# Double teeth and Spaying



## Susan0406 (May 16, 2011)

Whisky is now 5.5 months old and has started to teeth, but for a good number of her teeth instead of falling out, the new ones are just coming in in front of the old ones, so she now has a bunch of double teeth. Is this normal? Will they fall out in their own time or will she have to have them pulled? 

With Whisky being 5.5 months I am starting to think about when I should get her spayed. I have have read so many mixed opinions about this, I have no idea what to do. Some say get it done before her first heat and others say get it done after her first heat. What do you guys think, any insight you may have would be greatly appreciated! 

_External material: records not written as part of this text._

PR #16, opened 2018-04-04
fetching a query string returns maybe(string)

CrowdHailer:
I may have misunderstood what's going on here but I think this is an improvement


lpil:
Ah, thank you!

PR #19, opened 2018-06-29
Brace based syntax

lpil:


rizo:
Now gleam will become mainstream.

lpil:
I've learnt from Reason!

Issue #36, opened 2018-10-12
Replace => with the more Erlang-aligned ->


hengestone:
Just a reminder issue to discuss using `=>` for functions vs `->`, which is more Erlang-aligned.

hengestone:
Thanks for the merge - you beat me to the punch changing the example files on Saturday :)

lpil:
I got a little excited and did it myself :P

PR #37, opened 2018-10-13
Naive search and replace of => to -> change

hengestone:
Attempt at implementing #36 
EUnit tests pass FWIW!


lpil:
Great, thank you for this.

Could you also update the syntax in the .gleam files? A search and replace should work fine as the => token has been removed entirely

PR #50, opened 2018-11-07
rebar3 plugin

lpil:


tsloughter:
Note that there is a new and far better interface for dealing with code paths and compiler in 3.7.0. We kept the old in there with a deprecated so this will still work, but you'll want to move to the new stuff. Sadly haven't documented it yet... But if you look at the new compile modules, like `rebar_compile_mib`, they are pretty small. And look at the use of the new module `rebar_paths`.

lpil:
Thanks for the tip @tsloughter. Is there a particular example I should be looking at?

lpil:
@tsloughter Could we get the callbacks in the behaviour documented/commented? It's unclear to me what the arguments are returns values are, and the examples don't make use of all of them in an obvious way.

tsloughter:
Yea. I'll get around to that soon, at least next week.

lpil:
Thank you. Has rebar 3.7.0 been released? I've run `rebar3 local upgrade` and I'm still on 3.6.2

tsloughter:
Na, it is still 3.7.0-rc2. Hopefully soon.

lpil:
Thanks again, I'll use master

PR #137, opened 2019-04-05
Implement str:parse_int and str:parse_float

MainShayne233:
Issue: https://github.com/lpil/gleam/issues/116

I have no idea if this approach is desired, but thought I'd take a stab at it using pre-existing code as a rough guideline. Is this along the right track, or are we going for something different? (maybe pure-gleam implementation)?

Also, have no idea how to verify that it works :p. Was wondering if you could point me in the right direction there.

If green-lit, I'll go ahead w/ `str:parse_float` in the desired method.

### DIFF
--- a/gleam_stdlib/src/str.gleam
+++ b/gleam_stdlib/src/str.gleam
@@ -121,6 +121,34 @@ test parse_int {
   |> expect:equal(_, Error(ParseError))
 }
 
+pub external fn parse_float(String) -> Result(Float, ParseError) = "gleam__stdlib" "parse_float";
+
+test parse_float {
+  "1.23"
+  |> parse_float
+  |> expect:equal(_, Ok(1.23))
+
+  "5.0"
+  |> parse_float
+  |> expect:equal(_, Ok(5.0))
+
+  "0.123456789"
+  |> parse_float
+  |> expect:equal(_, Ok(0.123456789))
+
+  ""
+  |> parse_float
+  |> expect:equal(_, Error(ParseError))
+
+  "what"
+  |> parse_float
+  |> expect:equal(_, Error(ParseError))
+
+  "1"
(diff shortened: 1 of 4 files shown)


lpil:
I think wrapping the Erlang function here is the way to go, at least for now.

> have no idea how to verify that it works :p. Was wondering if you could point me in the right direction there.

Good point, this should be documented. Have you run the tests? To do so run `rebar3 eunit` in the `gleam_stdlib` directory.

gleam_stdlib/src/str.gleam
```diff
@@ -90,6 +93,22 @@ test from_int {
...
+  |> parse_int
+  |> expect:equal(_, Ok(123))
+
+  "-123"
+  |> parse_int
+  |> expect:equal(_, Ok(-123))
+
+  "0123"
+  |> parse_int
+  |> expect:equal(_, Ok(123))
```
lpil: Can we have some failing cases as well please?

MainShayne233: Absolutely!

MainShayne233:
@lpil Awesome! Thanks for the info! I'll expand the tests, write the float implementation, and document how to run tests/work on the project where it seems useful :)

MainShayne233:
@lpil Got tests passing for current changes! :)

Since I didn't feel at liberty to make certain decisions, like what the return type should be, if an integer string should be able to be parsed as a float, etc, I just decided to roll w/ the erlang functions' behaviors and to just have the very simple `Result(Type, ParseError)` return type.

lpil:
This looks great!

Would you like to rebase this into 2 commits (one for each function)? If not I'll squash and merge this in :)

lpil:
I've rebased these commits into master. Thank you! <3

PR #149, opened 2019-04-18
stdlib updates

rawburt:
Add `list:index_map`

https://github.com/lpil/gleam/issues/143

Add `str:concat`

### DIFF
--- a/gleam_stdlib/src/list.gleam
+++ b/gleam_stdlib/src/list.gleam
@@ -54,15 +54,19 @@ pub fn filter(list, fun) {
   do_filter(list, fun, [])
 }
 
-fn do_map(list, fun, acc) {
+fn do_map_with(list, f, acc, map_f) {
   case list {
   | [] -> reverse(acc)
-  | [x | xs] -> do_map(xs, fun, [fun(x) | acc])
+  | [x | xs] -> do_map_with(xs, f, [map_f(f, acc, x) | acc], map_f)
   }
 }
 
-pub fn map(list, fun) {
-  do_map(list, fun, [])
+pub fn map(list, f) {
+  do_map_with(list, f, [], fn(fun, _, x) { fun(x) })
+}
+
+pub fn index_map(list, f) {
+  do_map_with(list, f, [], fn(fun, a, x) { fun(length(a), x) })
 }
 
 fn do_traverse(list, fun, acc) {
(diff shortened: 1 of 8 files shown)


gleam_stdlib/test/list_test.gleam
```diff
@@ -248,3 +250,14 @@ pub fn sort_test() {
   list:sort([{1,2}, {4,5}, {3,2}])
   |> expect:equal(_, [{1,2}, {3,2}, {4,5}])
 }
+
+pub fn index_map_test() {
+  list:index_map([3,4,5], fn(i, x) { {i, x} })
+  |> expect:equal(_, [{0,3},{1,4},{2,5}])
+
+  let f = fn(i, x) {
+    iodata:new(x) |> iodata:append(_, str:from_int(i)) |> iodata:to_string(_)
```
rawburt: Is there a better way to do this? I'm about to do something like `str:join` but maybe I'm missing something obvious about the Gleam/Erlang world

gleam_stdlib/src/list.gleam
```diff
@@ -54,15 +54,19 @@ pub fn filter(list, fun) {
...
 }
 
-pub fn map(list, fun) {
-  do_map(list, fun, [])
+pub fn map(list, f) {
+  do_map_with(list, f, [], fn(fun, _, x) { fun(x) })
+}
+
+pub fn index_map(list, f) {
+  do_map_with(list, f, [], fn(fun, a, x) { fun(length(a), x) })
```
lpil: The Gleam and Erlang compilers are not clever enough to optimise the call to `length` so the accumulator will be traversed on each iteration making this `O(n log n)` I'm afraid. We could get it down to `O(n)` using an implementation something like this:

```rust
fn do_index_map(list, fun, index, acc) {
  case list {
  | [] -> reverse(acc)
  | [x | xs] -> do_index_map(xs, fun, index + 1, [fun(index, x) | acc])
  }
}

pub fn index_map(list, fun) {
  do_index_map(list, fun, 0, [])
}
```

gleam_stdlib/src/str.gleam
```diff
@@ -34,6 +34,10 @@ pub fn replace(string, pattern, with) {
   |> iodata:to_string
 }
 
+pub fn concat(s1, s2) {
+  iodata:new(s1) |> iodata:append(_, s2) |> iodata:to_string(_)
```
lpil: Can we call this `append`? To match `list:append` and `iodata:append`.

lpil:
Mind updating the CHANGELOG as well? :)

PR #168, opened 2019-05-10
list:strict_zip fix test

bsnyder788:


bsnyder788:
@lpil, that test was actually not calling the strict method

Here are two picture of Whisky out in Irene. She peed 3 or 4 times, but held her number 2 until the storm passed.


----------



## Tom King (Aug 2, 2006)

Contact your breeder to ask about the teeth in their line. We have had some puppies sometimes go through a period where they have some of both teeth. A couple of our owners' vets wanted to pull the teeth for something like $600. Pam was able to talk them into waiting, and both puppies ended up with beautiful normal bites without doing anything. I think maybe the vets needed to make a boat payment.


----------



## Susan0406 (May 16, 2011)

One of my coworkers has a bichon who had double teeth for a while, but the baby teeth eventually fell out. I am hoping that is what will happen with Whisky. I will contact my breeder tonight and see if she has any insight


----------



## dodrop82 (May 21, 2010)

When Yog was a pup, she had a couple doubles removed while she was being spayed at a cost of $10 per tooth. (There's something to be said for Small-town, Iowa!) Boo had a couple doubles too, but they fell out on their own before she went in to be spayed at 6 months.


----------



## motherslittlehelper (Mar 18, 2010)

Augie had duals for awhile too, the big pointy canine teeth. Looked pretty wicked. But I gave him something hard to chew on, I think a Nylabone, and he worked them loose on his own. And his bite is fine.


----------



## littlebuddy (May 30, 2007)

django had one baby tooth that would not fall out. he had to have it surgically removed. i think he was still a puppy, but i don't remember how old he was when he had it removed.


----------



## SOPHIES-MOM (Oct 4, 2010)

Sophie had a couple of baby teeth removed when she was spayed, and her bottom teeth now are not perfect because they were removed too late.


----------



## waybrook (Sep 13, 2009)

Like Stacey & Yogi Panda had her 2 canine adult teeth come in while the baby teeth were still firmly in place. She was spayed just before she turned 6 months and the vet removed the baby teeth while she was under. Like Stacey the cost was minimal (have to love small town south GA). Our vet was adamant that Panda be spayed prior to her first heat - so I'd check with your vet to see what they recommend.


----------



## krandall (Jun 11, 2009)

Tom King said:


> Contact your breeder to ask about the teeth in their line. We have had some puppies sometimes go through a period where they have some of both teeth. A couple of our owners' vets wanted to pull the teeth for something like $600. Pam was able to talk them into waiting, and both puppies ended up with beautiful normal bites without doing anything. I think maybe the vets needed to make a boat payment.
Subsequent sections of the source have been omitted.